Exercise directions.
From the entries below, copy every line that holds the word "major".

━━ Input data

Issue #2945, opened 2019-02-16
Java 8 EOL end of 2019


timmolter:
Let's plan on cutting off Java 8 support early 2020. It should be an easy transition. I've been using Java11 now for a while.

badgerwithagun:
Seems sensible. My litmus test for this for my own apps is when the top link on Google to download Java doesn't give you Java 8:

https://www.java.com/en/download/

And you don't have to install a plugin in major IDEs to support it:

https://marketplace.eclipse.org/content/java-11-support-eclipse-2018-09-49

In the meantime, everyone should have CI set up to make sure it works, so the switch to using language features can happen at any time.

cymp:
Java 11 now has an [HTTP Client library](https://openjdk.java.net/groups/net/httpclient/intro.html), do you think it means we can get rid of the rescu library? Not that I don't like it, but it would spare a dependency.

timmolter:
It would be a painful transition I believe, as rescu has built a lot of features for XChange as XChange grew. Without knowing the advantages and if it would even work, I'm happy with keeping rescu.

walec51:
rescu is a more abstract client proxy framework which currently uses the old Java HttpURLConnection

it would make more sense to add optional support for the new HTTP client API in rescu

BTW. despite the fact that Oracle announced EOF for Java 8, is Java 11 and its new HTTP client gona get any support on Android?

cymp:
No idea.
Thanks for your answers though.

EricAnderson1000:
Project builds and runs tests in Java 11 just fine. Any reason not to change the target compilation to 11 soon? Who changes the CI builds? 

Tested using 
java --version
openjdk 11.0.5 2019-10-15
OpenJDK Runtime Environment AdoptOpenJDK (build 11.0.5+10)
Eclipse OpenJ9 VM AdoptOpenJDK (build openj9-0.17.0, JRE 11 Mac OS X amd64-64-Bit Compressed References 20191016_371 (JIT enabled, AOT enabled)
OpenJ9   - 77c1cf708
OMR      - 20db4fbc
JCL      - 2a7af5674b based on jdk-11.0.5+10)

walec51:
because a lot of people are running this library on java 8 and android

earce:
Does it make sense to consider this for 5.0.0 given it's a major release + the inclusion of xchange-streaming exchange library?

walec51:
does Java 11 run on Android?

earce:
[...]

PR #3776, opened 2020-10-19
JDK11 for JitPack

rpanak-generalbytes:
jitpack.io build fails as it uses JDK8 to build repositiories by default. 
It seems like the JDK 8 incompatibility is a maven plugin problem (fmt-maven-plugin). It depends on google-java-format lib whose published jar is built by a newer JDK and thus can't be used by JDK8. One can specify a different JDK (by means of a docker image) via jitpack.yml file. By mistake this file was not removed (and left in an incorrect location) from PR #3634.
Moving to root project dir should solve the problem. 

JitPack error log for those interested: https://jitpack.io/com/github/GENERALBYTESCOM/XChange/b88e82fab6/build.log


walec51:
Java 8 is not supported any more by this library: https://github.com/knowm/XChange/issues/2945

rpanak-generalbytes:
All the more reason for merging this PR. You already use the same image for your Travis builds.

walec51:
ok

PR #3780, opened 2020-10-22
Update StreamingTradeService.java

cymp:
Not a duplicate of getOrderChanges(), which is not easy to use if we want to keep track of the active open orders.

### DIFF
--- a/xchange-stream-core/src/main/java/info/bitrich/xchangestream/core/StreamingTradeService.java
+++ b/xchange-stream-core/src/main/java/info/bitrich/xchangestream/core/StreamingTradeService.java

━━━━

Written solution.
And you don't have to install a plugin in major IDEs to support it:
Does it make sense to consider this for 5.0.0 given it's a major release + the inclusion of xchange-streaming exchange library?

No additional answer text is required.